February 15, 2004

Sunday link laziness

Here are some of the links that have interested me most this weekend:


  • The Guardian reviews a new book on the London Monster. It sounds like a really fascinating (and fun) look at crime and society in 18th-century Britain.
  • The New York Times profiles Dalton Conley, a sociologist whose latest work focuses on families as a source of economic inequality. (Among his findings: middle-born children are "less likely to receive financial support for their education and may do less well in school than their older and younger siblings. The chances that a second child will attend private school drop by 25 percent with the birth of a third.")
  • Why has Samuel Huntington's 1996 book The Clash of Civilizations suddenly become an Israeli bestseller?
  • This is a great weekend for historical bookreviews. In The Washington Post, David Garrow looks at a new book arguing that "revivalist religion" was a driving force in the Civil Rights movement, John D'Emilio reviews the memoirs of Stokely Carmichael, Pauline Maier reviews David Hackett Fischer's new book on Washington's Crossing, and Eric Foner looks at a new book on the parallel lives of Lincoln and Whitman. In The New York Times, Drew Gilpin Faust examines the life of Harriet Tubman and Joseph Ellis reviews Fischer's new book. It would be wonderful if every Sunday featured this many book reviews by prominent academic historians...
  • New York Times film critic A.O. Scott hails a new "golden age of acting."
  • Why do some generals succeed in politics while others fail? The historian Jean Edward Smith discusses this question in The New York Times.
  • The Economist looks at the science of love. (via ArtsJournal)
  • A new website is being designed to save the Cornish accent from extinction.
  • Michael Wood thinks we need to remember the historical aspect of William Shakespeare's life, and Frank Kermode thinks we should focus on his writing, according to this fascinating Globe and Mail article. (via ArtsJournal)

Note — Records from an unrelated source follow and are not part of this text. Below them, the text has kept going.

PR #224, opened 2015-06-09
Add docstrings to lib

Phantasus:
This PR does the following:

1. It adds docstrings to files in intelmq/lib/
2. It re-formats those files mostly according the output of the pep8 utility


aaronkaplan:
looks good from my side

SYNchroACK:
yes, cool. The only problem is the changes applied to master branch... I will merge but i think the idea is to change the beta-branch, otherwise its hard work to always merging... :S

PR #229, opened 2015-06-12
Proposal for testing a bot with a UnitTest

Phantasus:
Hi,

I wrote this proposal for testing a bot in a unittest. Maybe you find it useful, I think
with it we can check if a bot still behaves as we want it after a change. This is
at the moment propably only useful for experts or parsers as collectors have some
side effects, which need special care.

What does this rather long list of commits (most of them are actually small changes), 
which tried as much as possible to not change existing behaviour. 

## What did I basically do?

1. Add a `config=` argument to `Bot()`, which contains configuration which is then passed through the bots internal parsing. IMHO this is cleaner as we have only one code pathway. Not a "special test" pathway.

2. It refactors/reformats Bot() internals to be more readable and less WTF.

3. It renames `log()` to `create_file_logger` (with an alias `log()`) and adds `create_stream_logger` which does the same thing as log() but only on streams not on files. I also added a test for that behaviour.

4. It adds a `TestPipeline`, so a `Pipeline()` object which can be passed to a bot in a TestCase, which doesn't open a new redis/whatever connection in the background. 

5. It adds a crude TestCase to test the whole contraption with a naive bot parser, I called it TestBot in 
`intelmq/tests/lib/bot` and it can be run with `python -m intelmq.tests.lib.bot`. It's not beautiful yet,
but for a proposal "good enough".

6. It adds a .run_once method to Bot(), which isn't set by a config file. Maybe someone finds that a nice "feature" for a bot to run only once, besides testing. If yes then we could add it. 

7. It fixes a naming error in Pipeline(), probably a typo. Which caused that when setting a destination_queue with destination_queues() it overwrote itself with that value and as python is dynamic this didn't cause an error. From what I have seen of the beta-branch this was fixed there.

8. Adds `create_bot_test_configuration' a convenience function for setting up test cofiguration
for a bot.

## Keys in config= and what they mean

key | description
---- | -------------
"runtime" | a dict() containing the keys in `intelmq/conf/runtime.conf'
"system" | a dict() containing the keys in `intelmq/conf/system.con'
"pipeline" | a dict() containing the pipeline config (like in `intelmq/conf/pipeline.conf')
"logger" | a logger, which can log to a file or a stream
"source_pipeline" | a Pipeline() object for the bots source_pipeline
"destination_pipeline" | a Pipeline() object for the bots destination_pipeline

And if you don't want to do all the hassles of setting that dict() yourself up 
you can use the new convenience function `create_bot_test_configuration', which
expects the bot-id of the test bot (can be test-bot or anything you want), 
a log stream (e.g a file logger or a stream logger), a dict() for the inital state of
the bot pipelines and bot parameters dict() as it would normally be set in a startup.conf file. 

## Added UnitTests (and how to run them)

Summarized I added following UnitTests:

A test for stream_loggers and file_loggers: `python -m intelmq.tests.lib.utils -v`

A test for a TestPipeline, so that it behaves almost as a redis powered Pipeline() would do: `python -m intelmq.tests.lib.test -v`

And finally a test for all those components combined to test a simple "TestBot": `python -m intelmq.tests.lib.bot -v`

This tests also contains the logic of how future tests for bots could be written. I would only
suggest to re-factor the code contained in there in a special "BotTestCase" class which could
then be used for testing a real bot.


intelmq/tests/lib/utils.py
```diff
@@ -0,0 +1,64 @@
...
+        expected_line = log_format.format(name="test", type="ERROR", text="too bad")
+        match = re.match(expected_line, log_lines[2])
+        self.assertTrue(match, "Logline 2 was: '%s' expected '%s'" % (log_lines[2], expected_line))
+
+    def test_stream_logger_creation(self):
+        """Tests if a logger for a stream can be generated with log().
+           Why? This is useful for writing tests for loglines. 
+           For example, when a bot needs to be tested if it generates a specific logline"""
+
+        io = StringIO.StringIO()
```
sebix: `io` is a misleading name, as there is also the [`io` module](https://docs.python.org/2.7/library/io.html), introduced in 2.6

intelmq/tests/lib/utils.py
```diff
@@ -0,0 +1,64 @@
+from intelmq.lib import utils
+import unittest
+import tempfile
+import re
+import os.path
+import StringIO
```
sebix: Using `import io.StringIO` or `from io import StringIO` is Python3-proof. This is not a requirement currently, but will make it easier later.

intelmq/tests/lib/bot.py
```diff
@@ -0,0 +1,108 @@
+from intelmq.lib.bot import Bot
+from intelmq.lib.test import create_bot_test_configuration
+
+from intelmq.bots import utils
+from intelmq.lib.message import Event
+
+import unittest
+import StringIO
+
+import pdb
```
sebix: `pdb` is not used

intelmq/lib/bot.py
```diff
@@ -52,45 +58,44 @@ def start(self):
...
                 local_retry_delay = self.parameters.retry_delay
                 self.logger.info("Last Correct Message(event): %r" % self.last_message)
                 self.logger.info("Current Message(event): %r" % self.current_message)
                 self.logger.exception("Check the following exception:")
                 self.logger.error('Pipeline connection failed (%r)' % ex)
                 self.logger.info('Pipeline will reconnect in %s seconds' % local_retry_delay)
-                self.source_pipeline = None
-                self.destination_pipeline = None
-
             except KeyboardInterrupt as e:
```
sebix: Why have these lines been removed? `e` is not used.

intelmq/lib/bot.py
```diff
@@ -108,11 +113,40 @@ def check_bot_id(self, str):
             print "Invalid bot id."
             self.stop()
 
-    def load_system_configurations(self):
+    def load_config(self, thing):
```
sebix: `thing` is not a meaningful variable name.

intelmq/tests/lib/utils.py
```diff
@@ -0,0 +1,64 @@
...
+        logger = utils.log(dirname, "test")
+
+        logger.info("Hello")
+        logger.warning("Oh lovely")
+        logger.error("too bad")
+        
+        filename = os.path.join(dirname, "test.log")
+
+        self.assertTrue(os.path.isfile(filename))
+        log_lines = open(filename).readlines()
```
sebix: `open()` used without `with`-statement.

intelmq/lib/pipeline.py
```diff
@@ -5,28 +5,34 @@
...
             destination_queues = destination_queues.split()
         self.destination_queues = destination_queues
 
+    def connect(self):
+        """Connect or re-connects to a pipeline provider(e.g redis)"""
+        self.redis = redis.Redis(host=self.host,
+                                 port=self.port,
+                                 db=self.db,
+                                 socket_timeout=self.socket_timeout)
+        pass
```
sebix: `pass` is superfluous here.

sebix:
Would like to see this merged soon.

sebix:
> I wrote this proposal for testing a bot in a unittest.

Could you please also add a test for a bot?
Also, docs about testing (as described in your text above) in `docs/Testing.md` would be nice.

sebix:
Can be closed. Everything is included in #282.

SYNchroACK:
Thank you @Phantasus 
Thank you @sebix

aaronkaplan:
Tomas why was this closed?

The unit tests are not yet finalized. 
Closing this issue means I should open another one?

Please advise what you mean. Thanks :)


---
Mobile

SYNchroACK:
@aaronkaplan , check last comments from @sebix in this issue.

sebix:
On 08/15/2015 08:07 PM, AaronK wrote:
> The unit tests are not yet finalized.
> Closing this issue means I should open another one?
The Unittests are neither complete nor final, yes. But the ideas and
actual changes proposed in this PR are all incorporated in my fork and
PR, see #282.

If you want an issue to track the progress of unit tests, please open
one, this is a PR.

aaronkaplan:
Got it. Thanks for the clarification. 

---
Mobile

And, if you're in the mood for something a little fluffier:

  • Emily Nussbaum looks at the TV show H.F. Pufnstuf with new eyes in a New York Times article called "The Evil Geniuses of Kiddie Schlock."
  • Michael Dirda reviews the latest fantasy novel by Gene Wolfe.
  • According to this San Francisco Chronicle article, a publishing house associated with Viggo Mortensen has just published a footnoted, semi-scientific fantasy novel for teenagers involving lost Vikings, a Greenland valley full of pygmy mammoths, and Inuit mythology. The author is a non-fiction writer and MacArthur fellow named Mike Davis. Sounds cool.

The science fiction writer Orson Scott Card once wrote that "The highest praise I ever received for a book of mine was when the school librarian at Farrer Junior High School in Provo, Utah, told me, 'You know Ender's Game is our most-lost book.'" I thought of this line after reading several articles describing a series of newly released statistics on the authors whose books are most often borrowed from British libraries. (The children's author Jacqueline Wilson is ranked first.)